We have applied the analysis of White to the Kohn-Sham energy for each of the 32 independent simulations. The MSER values are shown in Fig. 2. At first, the MSER values are high, reflecting the large variance before equilibrium is reached. As more non-equilibrium samples are discarded, the MSER value decreases until it hits a minimum value and then increases again as equilibrium data points are discarded. The MSER minimum indicates that the equilibration period ends by about the 20th run (∼10 ps). We note that one sample (s0030) has a substantially higher MSER value than the other samples until around the 60th run, at which point the sample’s MSER value drops dramatically and becomes similar to the other samples’ values. A closer inspection reveals that, around the 60th run, this sample enters into a highly structured configuration with a lower Kohn-Sham energy and a higher number of hydrogen bonds. The presence of these structured configurations increases the variance, and thus, by discarding these configurations, the variance and the MSER value decrease and become similar to the values of samples that do not enter these structured configurations. The MSER analysis on independent samples shows a first example of detection of an outlier among simulations, which may be difficult to detect by observing the time dependence of the Kohn-Sham energy alone.

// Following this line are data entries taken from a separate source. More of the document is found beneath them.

PR #454, opened 2022-06-08
ReferenceSeaport renaming

cupOJoseph:
renames things to seaport in reference folder
continuation of #286 

## Motivation

Reference should be a closer mirror of the main contracts, so it should be named seaport too.

## Solution

renames ReferenceConsideration to ReferenceSeaport and updates all the ref tests.
`yarn test:ref` verified


reference/ReferenceSeaport.sol
```diff
@@ -25,7 +25,7 @@ import { ReferenceOrderCombiner } from "./lib/ReferenceOrderCombiner.sol";
 import { OrderToExecute, AccumulatorStruct } from "./lib/ReferenceConsiderationStructs.sol";
 
 /**
- * @title ReferenceConsideration
+ * @title ReferenceSeaport
```
0age, line 28: This should be a new contract that imports ReferenceConsideration like on the optimized contracts so that we can override the name / name string

0age (changes requested):
One note (should still import ReferenceConsideration and then implement the name override), otherwise LGTM!

reference/ReferenceSeaport.sol
```diff
@@ -0,0 +1,42 @@
...
+
+    /**
+     * @dev Internal pure function to retrieve and return the name of this
+     *      contract.
+     *
+     * @return The name of this contract.
+     */
+    function _name() internal pure override returns (string memory) {
+        // Return the name of the contract.
+        assembly {
```
0age, line 25: Since this is the reference implementation we can just return `_nameString()` here and not use assembly!

reference/lib/ReferenceConsideration.sol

Figure 3 shows the analysis of Gelman and Rubin applied to the Kohn-Sham energy after discarding the initial runs md001-md030 (corresponding to a simulation time of ∼15 ps). Starting at run md031, the PSRF value is near 1.14. As each run continues to sample equilibrium, the independent runs converge rapidly to the same distribution, driving the value of the PSRF down towards 1. Using the criterion adopted by Cooke and Schmidler,^{47} we consider that equilibrium is reached as the PSRF becomes smaller than 1.1. This confirms our estimate that equilibrium was reached approximately after run md030 (∼15 ps).

### B. Hydrogen bonding

The number of hydrogen bonds is commonly used to characterize the structure of liquid water. In this section, we use the number of hydrogen bonds as a second measure for the determination of the equilibration period. We compute the number of hydrogen bonds per molecule using the definition of Luzar and Chandler^{50} in which two water molecules are considered hydrogen bonded if the inter-oxygen distance is less than 3.5 Å and the O–H⋯O angle is less than 30°. Several other definitions of hydrogen bonding have been proposed in the past and have been reviewed by Kumar *et al.*^{51}

Figure 4 shows the analysis of White applied to the number of hydrogen bonds computed at the end of each run. We note that the equilibration period is over by about the 20th run, in good agreement with the analysis applied to the Kohn-Sham energy. The equilibration period corresponds to the time needed to create a hydrogen bond network, which explains the good correlation between convergence in the number of hydrogen bonds and the Kohn-Sham energy. The computed MSER also reveals that the same sample (s0030) identified as an outlier in the Kohn-Sham energy analysis is also an outlier with respect to the number of hydrogen bonds.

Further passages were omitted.